3 minute read

Varroa - How to control it

During the last 20 years, the Varroa mite has destroyed wild populations of Apis mellifera honeybees and has threatened beekeeping industries. Scientists have undertaken spectacular amounts of research on the mite, and how to control it. In many ways the mite has revitalised honeybee research and stimulated funding and employment. But we still have no final answers on how to control Varroa.

The best answer would have been for beekeepers not to continue moving infested honeybees from one country to another.

There is no single method that is totally effective in controlling Varroa.

Smite the mite with smoke

Beekeepers have a long established practice of using smoke to calm their bees before opening the hive. Now US Department of Agriculture scientists have found another protentional benefit from smoke - when burned some plant smokes give off natural chemicals that control honey bee mites   

The standard method of Varroa treatment in the USA is using fluvalinate Fluvalinate is synthetic pyrethroid which is harmless to bees, but cannot be used whilst bees are producing honey otherwise the honey becomes contaminated. A further problem with fluvalinate is that the mites can develop resistance to it. Alternative control mechanisms are being investigated.

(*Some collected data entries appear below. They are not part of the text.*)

PR #5861, opened 2024-07-24
chore(NcAppSidebar): correctly define and document exposed CSS variables

ShGKme:
### ☑️ Resolves

- Although AppSidebar's and AppNavigation's toggle button paddings have the same value, they don't have a single source
- Replaced using navigation SCSS variable in the sidebar with the direct value
- Fixed docs for `--app-sidebar-offset`
- Added "Exposed CSS Variables" docs section

### 🖼️ Screenshots

image

### 🏁 Checklist


susnux:
Thank you this is a very nice thing :)

ShGKme:
Force pushed just a commit message typo fix

susnux:
@ShGKme you need to update cypress snapshots :see_no_evil:

ShGKme:
> @ShGKme you need to update cypress snapshots 🙈

I changed nothing 🥲

ShGKme:
Will do so later today

susnux:
> I changed nothing 🥲

Maybe a padding or something else moved like 1px?

ShGKme:
Ok, actually, it is relevant. Variables are defined on an element outside the `AppSidebar` which doesn't work for Cypress.

src/components/NcAppSidebar/NcAppSidebar.vue
```diff
@@ -1250,7 +1250,7 @@ export default {
   inherits: true;
 }
 
-.content {
```
susnux, line 1246: If you use root than themening can not applied here!
Theming is only available from body upwards

ShGKme: 🙈

susnux: Had to learn this when developing *forms* and settings styles on root, but on root only the default theme variables are available.
If you have styles from other themes they are set on body, so the variables are not defined :pensive:

susnux:
Rebased onto `main`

Dr Frank Eischen hafound that smoke from certain plants either kills Varroa mites or causes them to fall off the bees. 300-400 mite infested bees are put in a cage and the cage is covered with plastic container. The smoke from the trial plant is puffed into the container which is then corked to prevent the smoke escaping. 

After 60 seconds the bees are removed and placed over sticky white card to catch any mites that fall off the bees. So far Dr Eischen has tested smoke from about 40 plants. 

The first smoke Dr Eischen tested was from the ‘creosote’ bush, following a recommendation by Mexican beekeeper, David Cardoso. The creosote bush is native to Mexico and Texas.

Creosote bush smoke achieves 90-100% mite knockdown after one minute but excessive exposure to the smoke harms the bees.

“It is hard to find chemicals that remove mites without harming bees”, says Dr Eischen. “Grapefruit leaves however fit the description. After 30 seconds smoke from the grapefruit leaves knocked down 90-95% of the mites”.

Few of the mites are actually killed, most simply fall off the bees. “Either the smoke chemicals irritate or confuse the mites”, says Dr Eischen, “no-one is certain”. “But the good thing is that the leaf smoke does not seem to have any detrimental effects on the bees at all”. 

Dr Eischen is not recommending that beekeepers try these methods of control yet. “These findings are still preliminary and the active chemicals in the smoke are not yet identified. What we are trying to do is isolate and identify the chemicals which are acting as miticides” he explains.